-------- Information supplied

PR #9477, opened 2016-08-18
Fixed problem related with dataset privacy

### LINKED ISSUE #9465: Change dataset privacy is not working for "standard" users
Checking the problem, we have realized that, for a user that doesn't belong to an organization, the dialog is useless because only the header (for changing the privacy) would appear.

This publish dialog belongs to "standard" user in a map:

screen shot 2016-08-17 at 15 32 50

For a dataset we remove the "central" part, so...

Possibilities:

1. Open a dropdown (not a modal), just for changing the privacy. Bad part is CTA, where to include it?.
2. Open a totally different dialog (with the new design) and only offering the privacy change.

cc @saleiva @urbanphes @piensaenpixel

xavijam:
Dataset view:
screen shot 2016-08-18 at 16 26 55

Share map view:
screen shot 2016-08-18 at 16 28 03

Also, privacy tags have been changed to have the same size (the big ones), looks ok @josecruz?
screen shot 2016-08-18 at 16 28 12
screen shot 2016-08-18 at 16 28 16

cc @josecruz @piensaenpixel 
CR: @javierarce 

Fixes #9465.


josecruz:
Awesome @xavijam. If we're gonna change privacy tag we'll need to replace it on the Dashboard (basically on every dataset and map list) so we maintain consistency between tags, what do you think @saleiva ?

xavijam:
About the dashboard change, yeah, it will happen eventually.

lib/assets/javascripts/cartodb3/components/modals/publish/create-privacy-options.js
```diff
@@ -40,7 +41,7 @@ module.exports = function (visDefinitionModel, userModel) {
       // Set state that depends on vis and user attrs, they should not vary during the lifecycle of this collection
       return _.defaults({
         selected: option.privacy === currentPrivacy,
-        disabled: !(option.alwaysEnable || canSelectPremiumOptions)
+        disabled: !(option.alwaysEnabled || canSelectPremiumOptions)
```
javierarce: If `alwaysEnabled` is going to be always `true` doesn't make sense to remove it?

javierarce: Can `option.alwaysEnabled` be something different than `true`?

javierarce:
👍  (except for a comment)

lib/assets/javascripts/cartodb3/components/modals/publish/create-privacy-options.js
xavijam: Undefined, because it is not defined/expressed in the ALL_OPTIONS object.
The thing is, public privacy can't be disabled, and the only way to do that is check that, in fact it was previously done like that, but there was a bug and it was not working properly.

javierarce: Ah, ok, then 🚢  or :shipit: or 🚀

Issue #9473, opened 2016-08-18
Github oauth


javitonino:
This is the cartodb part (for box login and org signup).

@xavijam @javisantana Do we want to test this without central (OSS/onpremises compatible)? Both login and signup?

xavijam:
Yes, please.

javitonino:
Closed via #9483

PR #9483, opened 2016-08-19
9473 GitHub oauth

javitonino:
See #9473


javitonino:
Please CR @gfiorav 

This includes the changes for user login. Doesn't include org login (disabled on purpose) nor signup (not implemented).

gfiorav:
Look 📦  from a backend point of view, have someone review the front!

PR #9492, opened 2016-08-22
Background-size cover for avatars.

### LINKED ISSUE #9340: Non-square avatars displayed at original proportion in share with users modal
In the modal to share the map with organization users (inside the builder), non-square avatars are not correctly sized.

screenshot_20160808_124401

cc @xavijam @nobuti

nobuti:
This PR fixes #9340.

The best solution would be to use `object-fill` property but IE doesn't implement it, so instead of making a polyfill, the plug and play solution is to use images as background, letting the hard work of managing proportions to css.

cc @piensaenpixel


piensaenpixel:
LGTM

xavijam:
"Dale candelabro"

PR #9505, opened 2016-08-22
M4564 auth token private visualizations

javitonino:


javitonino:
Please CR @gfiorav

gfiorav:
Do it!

----------------
-------- Information supplied

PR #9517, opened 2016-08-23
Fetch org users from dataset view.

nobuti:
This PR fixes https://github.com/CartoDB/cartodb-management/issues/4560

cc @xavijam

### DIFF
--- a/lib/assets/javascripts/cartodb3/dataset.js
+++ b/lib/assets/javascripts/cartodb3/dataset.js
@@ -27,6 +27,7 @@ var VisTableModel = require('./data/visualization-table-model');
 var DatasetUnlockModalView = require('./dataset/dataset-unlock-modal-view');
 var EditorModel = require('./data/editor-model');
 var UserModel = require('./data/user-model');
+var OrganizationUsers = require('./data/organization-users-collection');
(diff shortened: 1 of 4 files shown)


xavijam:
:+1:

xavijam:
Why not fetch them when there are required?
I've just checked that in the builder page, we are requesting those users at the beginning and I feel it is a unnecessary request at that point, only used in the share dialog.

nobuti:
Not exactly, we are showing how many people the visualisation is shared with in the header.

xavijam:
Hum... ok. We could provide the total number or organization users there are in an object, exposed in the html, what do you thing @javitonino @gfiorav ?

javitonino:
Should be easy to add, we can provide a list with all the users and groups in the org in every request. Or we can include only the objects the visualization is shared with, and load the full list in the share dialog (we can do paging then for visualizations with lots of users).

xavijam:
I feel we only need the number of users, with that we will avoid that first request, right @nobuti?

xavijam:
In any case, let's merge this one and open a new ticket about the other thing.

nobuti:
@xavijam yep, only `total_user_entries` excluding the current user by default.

----------------
-------- Information supplied

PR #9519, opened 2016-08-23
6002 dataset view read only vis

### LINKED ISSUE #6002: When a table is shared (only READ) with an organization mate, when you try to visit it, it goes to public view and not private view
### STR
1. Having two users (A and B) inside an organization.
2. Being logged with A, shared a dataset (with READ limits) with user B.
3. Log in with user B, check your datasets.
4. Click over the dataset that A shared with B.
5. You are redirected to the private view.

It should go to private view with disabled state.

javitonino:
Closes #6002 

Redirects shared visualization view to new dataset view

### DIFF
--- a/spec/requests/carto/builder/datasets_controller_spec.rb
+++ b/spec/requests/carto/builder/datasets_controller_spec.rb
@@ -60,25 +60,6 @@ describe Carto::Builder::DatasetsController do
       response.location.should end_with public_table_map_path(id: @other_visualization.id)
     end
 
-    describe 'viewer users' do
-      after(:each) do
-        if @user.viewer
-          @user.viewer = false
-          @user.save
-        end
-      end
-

----------------

◆ **Brief**: Return exactly, and only, the lines above starting at the line that contains "PR #9477, opened 2016-08-18" and ending at the line that contains "screen shot 2016-08-18 at 16 28 03".

◆ **Response to the exercise**:
PR #9477, opened 2016-08-18
Fixed problem related with dataset privacy

### LINKED ISSUE #9465: Change dataset privacy is not working for "standard" users
Checking the problem, we have realized that, for a user that doesn't belong to an organization, the dialog is useless because only the header (for changing the privacy) would appear.

This publish dialog belongs to "standard" user in a map:

screen shot 2016-08-17 at 15 32 50

For a dataset we remove the "central" part, so...

Possibilities:

1. Open a dropdown (not a modal), just for changing the privacy. Bad part is CTA, where to include it?.
2. Open a totally different dialog (with the new design) and only offering the privacy change.

cc @saleiva @urbanphes @piensaenpixel

xavijam:
Dataset view:
screen shot 2016-08-18 at 16 26 55

Share map view:
screen shot 2016-08-18 at 16 28 03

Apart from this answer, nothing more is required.